- Other names: Iram Kamran Qureshi
- Occupations: Film & TV Producer, Director, and Media Academic
- Years active: 2000–present
- Spouse: Kamran Qureshi (m. 2002-present)

Academic background
- Alma mater: Brunel University London
- Thesis: The Stranger Left No Card: A Critical Analysis of Wendy Toye’s work as a Woman Director in British Cinema and Television. (2020)
- Academic advisors: Paul Moody and Leon Hunt

= Iram Qureshi =

British Film Director

Iram Qureshi is a British film and TV producer, director and media academic. She is the recipient of 1st Indus Drama Awards and PTV Awards. Iram has also been an Assistant Examiner at the University of Cambridge since 2011 and a Senior Lecturer at the Ravensbourne University, London.

==Education==
Qureshi did her television production internship, a part of her MSc in Communication Sciences at Combine media in 2000.

==Career==
She is the founder of KQ Movies, a London-based film production company and the MD of Evergreen Productions. Apart from her career as a film and television producer, she has also been an assistant examiner at the University of Cambridge since 2011. Her PhD in Film and Television titled, The Stranger Left No Card: A Critical Analysis of Wendy Toye's work as a Woman Director in British Cinema and Television, was archival research and the first sustained analysis of a pioneering woman director from 1950s British cinema, at Brunel University London.
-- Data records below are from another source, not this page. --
PR #97, opened 2023-08-15
feat: Add team boundary argument to map and html creation

DafyddLlyr:
## What does this PR do?
 - Requires that an extent be passed to map and HTML templates
 - Uses Bucks as an example extent GeoJSON (see attached generated examples)
 - Re-enables map pan and zoom

📂  [Examples.zip](https://github.com/theopensystemslab/planx-core/files/12352683/Archive.zip)

Currently live on this environment - https://github.com/theopensystemslab/planx-new/pull/2099

### DIFF
--- a/src/templates/html/application/ApplicationHTML.tsx
+++ b/src/templates/html/application/ApplicationHTML.tsx
@@ -290,6 +290,7 @@ export function ApplicationHTML(props: {
                     showNorthArrow={true}
                     showScale={true}
                     useScalebarStyle={true}
+                    hideResetControl={true}
                     geojsonData={JSON.stringify(boundary)}
                     id="boundary-map"
                     showPrint={true}
--- a/src/templates/html/application/ApplicationHTML.tsx
+++ b/src/templates/html/application/ApplicationHTML.tsx
@@ -1,16 +1,17 @@
 import { css, Global } from "@emotion/react";
 import Box from "@mui/material/Box";
 import Grid from "@mui/material/Grid";
+import groupBy from "lodash.groupby";
 import prettyTitle from "lodash.startcase";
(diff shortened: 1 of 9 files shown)


jessicamcinchak:
As discussed, this should now be able to call `passport.data.["property.boundary.site.buffered"]` for simplicity and a more restricted extent (75m) based on changes here https://github.com/theopensystemslab/planx-new/pull/2162 !

src/templates/html/application/ApplicationHTML.tsx
```diff
@@ -283,14 +287,13 @@ export function ApplicationHTML(props: { data: PlanXExportData[] }) {
               {boundary && (
                 <Box sx={{ marginBottom: 1 }}>
                   <my-map
-                    staticMode={true}
                     showNorthArrow={true}
                     showScale={true}
                     useScalebarStyle={true}
-                    hideResetControl={true}
```
jessicamcinchak, line 290: so we actually still want `hideResetControl={true}` here I think as this only hides the reset button / the geojson should always be static on an overview document unlike an active drawMode map! We just want to remove `staticMode` which then displays the zoom controls again.

src/templates/html/map/Map.tsx
```diff
@@ -10,24 +10,27 @@ declare global {
...
+export default function Map(props: {
+  boundary: object;
+  clipGeojsonData: GeoJSON.Feature;
+}) {
   return (
     <my-map
-      staticMode={true}
       showNorthArrow={true}
       showScale={true}
-      hideResetControl={true}
```
jessicamcinchak, line 29: same as above

jessicamcinchak (approved):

Currently, she is working on a WWI period drama The Woman with the Torch - Elsie Inglis' War on the life of Elsie Maud Inglis, the founder of Scottish Women's Hospitals for Foreign Service.

==Filmography==

| Name | Role | Type | Ref. |
|---|---|---|---|
| Only Love Matters | Producer & Associate Director | Feature film |  |
| Beyond the Silence of the Sea | Director & producer | TV documentary |  |
| Ishq Ki Inteha | Director | TV series |  |
| Nestlé Nesvita Women of Strength '09 | Director | TV talk show |  |
| Nestlé Nido Young Stars | Director | TV talk show |  |
| Sarkar Sahab | Director | TV series |  |
| Manzil | Co-director | TV series |  |
| Maa Aur Mamta | Producer | TV series |  |
| Moorat | Associate director | TV series |  |
| Murad (film) | Associate producer | TV film |  |
| Ariel Mothers | Producer | TV Talk Show |  |
| Riyasat | Co-director | TV series |  |
| Meharun Nisa | Producer | TV series |  |

==Awards==

| Year | Award | Category | Nominated work | Role | Result | Ref. |
|---|---|---|---|---|---|---|
| 2005 | 1st Indus Drama Awards | Best Producer Series | Maa Aur Mamta (Motherhood) | Producer | Won |  |
| 2003 | Indus Telefilm Festival | Best TV Film | Murad | Producer | Won |  |
| 2002 | PTV Awards | Best Talk Show Award | Ariel Mothers | Producer | Won |  |

==Academic theses==
- Qureshi, Iram Kamran (2020). "The stranger left no card: a critical analysis of Wendy Toye's work as a woman director in British cinema and television."